CO-Intoxikation und Rauchgasvergiftung sind absolute Notfallindikationen der HBO-Therapie!

Ohne HBO- Behandlung entstehen neurologische Spätkomplikationen bei 15 bis 40 % der Patienten, unter HBO kann diese Rate auf 1,6 % reduziert werden.

Ursprünglich kommt die hyperbare Sauerstofftherapie aus der Therapie von Tauchern, bei denen sich nach zu rascher Dekompression (Auftauchen) Stickstoffblasen im Gewebe und im Blut gebildet hatten.

Durch die stetige Fortentwicklung der medizinischen Wissenschaft, insbesondere im Bereich der interventionellen Verfahren (gezielte Eingriffe am erkrankten Gewebe), kommt es heutzutage vermehrt zum akzidentiellen Auftreten von Luftblasen im Blut und im Gewebe nach medizinischen Eingriffen.  Dies führt zu einer Minderversorgung mit Sauerstoff des Gewebes hinter den Gasblasen, da diese eine Passage des Sauerstoff transportierenden Blutes zum Gewebe verhindern. Häufig kommt es bei der arteriellen Gasembolie zu neurologischen Schäden, da sich die Gasblasen vielfach in das empfindliche Hirngewebe absetzten.

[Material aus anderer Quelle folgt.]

PR #8385, opened 2026-02-25
feat(connector): add Aliyun SMS authentication service

### LINKED ISSUE #7952: feature request:  Add a New Request Method for Aliyun SMS

none

A new request method has been added to the connector-aliyun-sms, which does not require signature review. However, the signature name and template code are limited to Aliyun's default options, and this method is only available for domestic SMS sending.
doc:
[overview](https://help.aliyun.com/zh/pnvs/product-overview/message-authentication)
[api ](https://help.aliyun.com/zh/pnvs/developer-reference/the-server-integration-1 )

CertStone:
## Summary

This PR introduces a brand new SMS connector (`connector-aliyun-sms-mas`) for Aliyun's SMS Authentication Service (号码认证服务 - 短信认证), specifically utilizing the `SendSmsVerifyCode` (DYPNS) API.

**Background & Implementation:**
As discussed in issue #7952, the new Aliyun SMS authentication workflow expects Aliyun to generate and validate the codes. Modifying Logto's core verification workflow for this single provider would be intrusive. 

To resolve this without altering Logto's core logic, this connector takes advantage of a flexibility in Aliyun's API. By passing the Logto-generated verification code directly into the `TemplateParam` (e.g., `{"code":"123456"}`), Aliyun acts purely as a delivery channel. This allows Logto to seamlessly maintain its native "generate and validate" architecture while fully supporting the new Aliyun service.

Fixes #7952

## Testing

- **Unit Tests:** Added unit tests for the new connector, including testing parameter validation, payload construction, and mocking the `SendSmsVerifyCode` API responses to ensure the logic behaves as expected under different scenarios.
- **Manual Testing:** Configured the newly created connector locally and successfully sent test SMS messages using valid Aliyun credentials and template configurations.

## Checklist

- [x] `.changeset`
- [x] unit tests
- [ ] integration tests


darcyYe:
Thanks for putting this together. I think the current implementation should document much more explicitly that this connector is using MAS as a delivery channel only, not as the native MAS verification flow.

According to Aliyun’s `SendSmsVerifyCode` docs, `TemplateParam` supports two modes: passing a placeholder so Aliyun generates and verifies the code, or passing a concrete code value directly. The docs also make it clear that once a concrete code is passed, Aliyun can no longer verify it for you. This implementation always sends a Logto-generated code and never integrates the MAS-managed verification path or its related capabilities such as verification lifecycle management.

That approach can be a reasonable tradeoff if the goal is to preserve Logto’s existing verification model, but it is a meaningful behavioral difference from what users would normally expect from “Message Authentication Service”. I’d suggest calling this out prominently in the README and connector description, so users understand that this connector intentionally uses MAS as a transport layer only and does not provide MAS-managed verification semantics.

darcyYe:
I’m concerned about exposing `strictPhoneRegionNumberCheck` as an optional switch for this connector.

According to the Aliyun MAS docs, this API is for mainland China numbers only, and the request is sent with `CountryCode: 86`. In the current implementation, disabling this switch skips local validation but still sends the request as a mainland-China SMS request, which means unsupported or malformed numbers can still reach the provider.

I think this connector should fail fast before sending any request unless the input can be parsed as a mainland China phone number with country code `+86`. Also, instead of maintaining a connector-specific normalization rule here, it would be better to reuse the existing phone-number handling pattern we already use elsewhere in the codebase based on `libphonenumber-js`, so parsing and validation stay consistent across connectors and sign-in flows.

darcyYe:
The error mapping looks incomplete compared with the official API docs.

In the Aliyun `SendSmsVerifyCode` documentation, both `BUSINESS_LIMIT_CONTROL` and `FREQUENCY_FAIL` are frequency-control style failures. Right now the connector maps only `BUSINESS_LIMIT_CONTROL` to `RateLimitExceeded`, while `FREQUENCY_FAIL` falls back to a generic error.

I think `FREQUENCY_FAIL` should also be surfaced as `RateLimitExceeded` (or another retryable / rate-limited classification), so downstream behavior stays aligned with the provider semantics and callers get a more actionable error.

CertStone:
Thanks for the review and the detailed feedback! Just a quick heads-up: I'll be quite busy with some other commitments for the next few weeks, so I won't be able to update the code immediately. I will definitely address these changes as soon as I have time again.

darcyYe:
No problem, take your time. Once you've made the changes, please let us know, and we'll proceed with the review.

CertStone:
@darcyYe I've updated the PR to address all three points from your review, plus an additional code quality fix.

1 — Transport-only documentation:
  Updated the connector description in constant.ts and added prominent Note blocks in both English and Chinese sections of the README to clarify that this connector uses MAS as a  delivery channel only, not the native MAS verification flow.

 2 — Phone validation with PhoneNumberParser:
  Removed the strictPhoneRegionNumberCheck toggle entirely. The connector now always validates the phone number using PhoneNumberParser from @logto/shared (backed by  libphonenumber-js) and rejects any non-+86 number before sending the API request.

3 — Error mapping:
  Added FREQUENCY_FAIL → RateLimitExceeded and MOBILE_NUMBER_ILLEGAL → InvalidRequestParameters to the error mapping, alongside the existing BUSINESS_LIMIT_CONTROL handling.

  Additional fix — Response parsing:
  Simplified parseVerifyCodeResponseString to return the raw parsed data directly (result.data), consistent with how connector-aliyun-sms handles its response parsing. The  previous flatten logic ({ ...Model, ...rest }) caused a RequestId key collision between the top-level and Model fields, and was an unnecessary deviation from the existing  connector pattern. (mentioned by copilot)

  Functional testing: I've tested the connector locally and everything works as expected. That said, I'd appreciate feedback on any design or code quality issues I might have missed.

  One thing I noticed during testing: When a non-+86 phone number is entered, the frontend displays a generic "请求参数错误" (Request parameter error) message. This comes from the   global connector.invalid_request_parameters phrase in packages/phrases, which is shared across all connectors and not customizable at the connector level. I'm not sure what the   best approach would be to give users a more specific hint (e.g., "Only mainland China phone numbers are supported"), but I wanted to flag it here.

wangsijie:
Thanks for the updates. I think there is one last issue to address: this new connector package is missing the shared connector preset files (`tsconfig.json`, `tsup.config.ts`, and `vitest.config.ts`).

Please run the preset sync command from the repo root and commit the generated files:

```bash
cd packages/connectors && node templates/sync-preset.js
```

Also please make sure the currently failing CI checks are fixed after that. Once these are resolved, I think this PR should be good from my side.

wangsijie:
Pushed a follow-up commit to address the remaining CI lint failure:

- **fix(connector): correct import order in aliyun-sms-mas** — move `@logto/shared` import after `@logto/connector-kit` to satisfy `eslint import/order` (this was the `main-lint` failure).

Regarding the preset files (`tsconfig.json`, `tsup.config.ts`, `vitest.config.ts`): they are generated by `pnpm install` via the root `pnpm:devPreinstall` script (`packages/connectors/templates/sync-preset.js`) and intentionally gitignored under `packages/connectors/.gitignore`. Other connectors follow the same pattern, so there is nothing extra to commit for presets — CI already runs install before build/lint.

The other failing check (`run-logto (experience, false)`) was a flaky WebAuthn integration test unrelated to this connector; please re-run failed jobs after the lint fix lands.

Once CI is green, this should be good to merge from my side.

wangsijie:
Please re-run failed CI checks when convenient.

wangsijie:
CI was failing at \`pnpm i\` because \`pnpm-lock.yaml\` on this branch was broken (missing \`@vitest/coverage-v8\` entry — likely from an incomplete lockfile update when adding the connector).

Pushed fixes:
1. Merge latest \`master\`
2. Regenerate/fix \`pnpm-lock.yaml\` so frozen install works in CI

The earlier import-order lint fix is unchanged. Please wait for the new CI run.

.changeset/tough-apes-obey.md
```diff
@@ -0,0 +1,5 @@
+---
+"@logto/connector-aliyun-sms-mas": minor
+---
+
+Add Aliyun SMS authentication service connector
```
gao-sun:
```suggestion
add Aliyun SMS authentication service connector
```

gao-sun (approved):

In diesem Fall müssen die Patienten sofort einer hyperbaren Sauerstofftherapie zugeführt werden. Unter der HBO kommt es zu einem schnellen Schrumpfen der Gasblasen im Gewebe, da durch das erhöhte Sauerstoffangebot Stickstoff, der sich in den Gasblasen befindet, schneller zurück in das Blut diffundieren und abgeatmet werden kann. Zusätzlich bewirkt die Kompression eine Verkleinerung des Volumens der Gasblasen.

Es konnte in vielen wissenschaftlichen Studien gezeigt werden, dass bei einer arteriellen Gasembolie unter rasch eingeleiteter hyperbarer Sauerstofftherapie deutlich seltener schweren Neurologischen Schäden auftreten.

Der Gasbrand ist eine lebensbedrohliche Weichteilinfektion mit Bakterien aus der Gruppe der Clostridien (meist Clostridium perfringens). Neben der Haut und der Muskulatur können auch die Lunge, der Darm oder andere Körpersysteme betroffen sein. Gasbrandkeime bilden mindestens zwölf Toxine, die als Enzyme wirken, Gewebe abbauen und in den betroffenen Muskeln zu Nekrosen (Zellsterben) führen.

Erfolgt binnen Stunden keine Therapie ist insbesondere die Sterblichkeit bei der Wundinfektion, der „Clostridien-Myonekrose“ sehr hoch. Die Behandlung umfasst neben einer antibiotischen Behandlung eine chirurgische Ausräumung des Wundherdes. Zusätzlich sollte der Patient noch mit hyperbarem Sauerstoff behandelt werden, um eine weitere Ausbreitung des strikt anaeroben Keims zu verhindern.